Et, comme toute race très sélectionnée, la prim’holstein est peu rustique, surtout en zones montagneuses. « C’est une Ferrari dans laquelle on mettrait de l’essence frelatée et que l’on pousserait à 250 sur des chemins de terre. Forcément, ça casse », explique Jean-Michel Denis, qui aime les métaphores mécaniques. « Depuis trente ans, on prêche pour une production plus raisonnée, à cause d’une baisse constante de la consommation mondiale de lait et de l’augmentation du prix des céréales qu’on leur donne à manger. Ce n’est pas pris en compte », regrette le Dr Denis.
Or, pour conserver un cheptel de trois mille vaches en production, il faut produire sept à huit cents génisses par an. En cause, un taux de renouvellement inimaginable. Le rang moyen de lactation s’élève à 2,4, ce qui représente le nombre de lactations moyen par vache. Et 25 % d’entre elles sont primipares. Dit autrement, chaque vache ne vêlera au mieux que quatre à cinq fois au cours de sa vie sur notre île, alors qu’un bovin peut vivre normalement quinze à vingt ans et qu’une vache peut vêler une fois par an. « Ici, c’est 450 jours entre deux vêlages », précise Jean-Michel Denis. Et encore, ces chiffres ne concernent que les vaches nées à La Réunion, qui ont fini par s’adapter au climat, car on pense que les génisses importées ont une espérance de vie bien plus faible. « Probablement une sur deux sera morte dans deux ans », estime le vétérinaire.
6 000 litres par an
Le problème réside dans une productivité trop importante demandée aux vaches. De l’ordre de 6 000 litres par an. Pour ça, on joue sur l’alimentation. Trop de nourriture trop riche provoque des déchets hépatiques, de « l’acidité ruminale », puis des dermatites, des douleurs, des infections, un contexte inflammatoire global, des mammites, la qualité septique du lait qui baisse et, in fine, la réforme. Pour le régler, il faudrait « ralentir ». « J’ai un client qui a baissé sa production de plus ou moins trente pour cent par animal. En même temps, ses frais en aliments et en vétérinaire ont baissé, il n’a plus d’acidose, il a augmenté l’âge de réforme, et il gagne à peu près la même chose qu’avant, et il dort la nuit », raconte Jean-Michel Denis.
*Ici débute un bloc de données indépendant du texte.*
PR #3384, opened 2026-09-10
network: support fortinet vpn with saml and password auth

### LINKED ISSUE #1614: Support openfortivpn
### Feature Description

I would like to be able to import `openfortivpn` configurations for easy access using DMS, with support for `--saml-login`.

### Use Case

We use FortiVPN at work.

### Compositor(s)

- [x] All compositors
- [ ] Niri
- [ ] Hyprland
- [ ] MangoWC (dwl)
- [ ] Sway
- [ ] Other (specify below)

Pour autant, il reste « admiratif » des résultats obtenus par les éleveurs. Mais à quel prix. « En sélectionnant d’autres races, comme on l’a fait en Afrique du Sud ou à Maurice, on pourrait produire du lait, en moindre quantité, mais à haute valeur ajoutée et même faire un très bon fromage à La Réunion. Mais il faudrait savoir sortir du système productiviste qui prévaut depuis les années 60 », plaide le Saint-Louisien. Qui remarque que, « si on faisait autrement, certains auraient énormément à perdre », faisant allusion aux marchands d’aliments par exemple.